NeverAgain2013 ( member #38121) posted at 11:37 AM on Monday, February 22nd, 2016
I chose not to reconcile and left my cheater. However, I do have some advice to add to this thread.
I've said this many times on SI and can't stress it enough.
An NC message/letter/email/text/call is ONLY AS GOOD as the intentions behind it.
There are numerous BS's in this thread who endured 2nd, 3rd, 4th (and so on) D-Days after they started reconciliation, believing their cheater had stopped contact with their affair partner only to find out they hadn't.
A cheater will do whatever they have to do on D-day in order to keep from being dragged into divorce court. If their BS demands an NC message be sent immediately, then they'll DO it.
Most of the time, it's a dog and pony show designed purely to appease the BS. Many times, the cheater simply contacts their affair partner the second they get some time alone and apologize for the cold, blunt message they had to send and tell them their BS forced them to send it. Many will also ask their affair partner to lie low until the smoke clears and when things get a bit back to normal, they can resume their affair.

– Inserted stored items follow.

PR #777, opened 2023-06-26
improve(TransactionClient): Simulation on undefined gasLimit

pxrl:
If the transaction gasLimit is undefined, simulate it before submission. This saves the caller from having to call simulate() before submit().


nicholaspai (approved):

pxrl:
Parking this PR for now, since it has a minor issue and is otherwise unrelated to ongoing work.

Lastly, just because you don't 'see' any proof of continued contact on your cell phone bill or his/her phone itself doesn't mean they've gone NC with their affair partner. Only a damned FOOL would use the same method of contact they'd used the first time - which got them caught. They may have gotten a burner phone or created a new secret email account that you don't know about while you're monitoring the email account you DO know about.
And it's also possible they're now using one of the MANY free apps available for cell phones that allow you to text and call within the app itself, using WiFi rather than your cell provider's calling and texting features. Of course, these apps do NOT leave any kind of trace on your cell bill which is HUGE for a cheater. Just because you don't see a chat app on their phone doesn't mean they're not downloading it for the day then uninstalling it when they get home. There are also BS's who discovered their cheating spouses were actually using the CHAT function in some online game apps to speak to their affair partners. So while they're sitting on the couch next to you playing "Angry Birds" or "Trivia Crack" on their cell phone, they could also be chatting within the game itself.
Cheaters can be very resourceful when they have the need.
Be careful - that 'knight in shining armor' may very well be nothing more than an assclown wrapped in tin foil.
ME: 50+ years old and cute as a button :-)
Ex-WBF: Just a lying, cheating, gravy-sucking pig - and I left him in 2012.